*** Records for the task Section Begins ***

PR #95, opened 2019-05-24
stack: dont provide CRI socket

jcvenegas:
kubeadm autodetects the socket path based on defaults from well known
CRI servers.

Signed-off-by: Jose Carlos Venegas Munoz <jose.carlos.venegas.munoz@intel.com>

### DIFF
--- a/clr-k8s-examples/kubeadm.yaml
+++ b/clr-k8s-examples/kubeadm.yaml
@@ -1,7 +1,5 @@
 apiVersion: kubeadm.k8s.io/v1beta1
 kind: InitConfiguration
-nodeRegistration:
-  criSocket: /var/run/crio/crio.sock
 ---
 apiVersion: kubelet.config.k8s.io/v1beta1
 kind: KubeletConfiguration
--- a/clr-k8s-examples/reset_stack.sh
+++ b/clr-k8s-examples/reset_stack.sh
@@ -3,7 +3,10 @@
 set -o nounset
 
 #Cleanup
-sudo -E kubeadm reset -f --cri-socket="/var/run/crio/crio.sock"
+reset_cluster() {
+	sudo -E kubeadm reset -f
+}
+reset_cluster
 
 for ctr in $(sudo crictl ps --quiet); do
 	sudo crictl stop "$ctr"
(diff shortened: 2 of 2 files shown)


ganeshmaharaj:
@jcvenegas might i ask you to take a quick peek at the containerd patch and see if we this can be pulled in with that? a.k.a can we fix that one and make it merge-able?

jcvenegas:
@ganeshmaharaj  right, I did not wanted to modify a lot because there was that PR that is looking to fully enable containerd.

On this PR we only add the logic to point to a cri socket, in the containerd PR there the approach used is to duplicate the kubeadm.yml file, I prefer this way.

The containerd PR additionally do the next:

- Script to install containerd from static binaries. Seems that that should be removed, and use containerd provided by Clear Linux. I share the feeling with @egernst  to have scripts to install static binaries, more for development/testing. Probably we need to move  those scripts in other place/repo

- runc-runtimeClass.yaml: I need to confirm if still needed today ( I dont think so, so probably need to remove from the PR as well)
- containerd.conf I think that could be more dynamic in a script to set correct paths to
RuntimeRoot = "/usr/local/bin/kata-runtime"

mythi:
> On this PR we only add the logic to point to a cri socket,

`kubeadm` is able to auto-detect the socket these days. How about we add `kustomize` to manage `kubeadm.yaml` and see if the autodetection works for `kubeadm reset`?

jcvenegas:
@mythi seems that works fine with containerd, I'll need to check with crio 
@ganeshmaharaj @krsna1729 any preference on the method.

Be explicit and allow the user change the default paths or let kubeadm pick the path based en well known paths.

krsna1729:
Yes lets keep it simple. I have been using autodetection for a few days. Seems to be working. If the user wants custom location they can add. Out of the box crio and containerd locations as packaged by clear must work.

jcvenegas:
@krsna1729 thanks for confirm.  I squashed the commits.
@mythi  kubeadm.yaml does not need any custom modification at the moment after this change, so kustomize  not needed for this.

mythi:
@krsna1729 @jcvenegas sounds good!

Note typo in the commit message

jcvenegas:
typo fixed

ganeshmaharaj:
Seems we are all happy with this change. time to hit merge.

*** Records for the task Section Ends ***

Instructions for the task. The answer is every line in the data where the word "autodetection" appears.

Problem solution.
`kubeadm` is able to auto-detect the socket these days. How about we add `kustomize` to manage `kubeadm.yaml` and see if the autodetection works for `kubeadm reset`?
Yes lets keep it simple. I have been using autodetection for a few days. Seems to be working. If the user wants custom location they can add. Out of the box crio and containerd locations as packaged by clear must work.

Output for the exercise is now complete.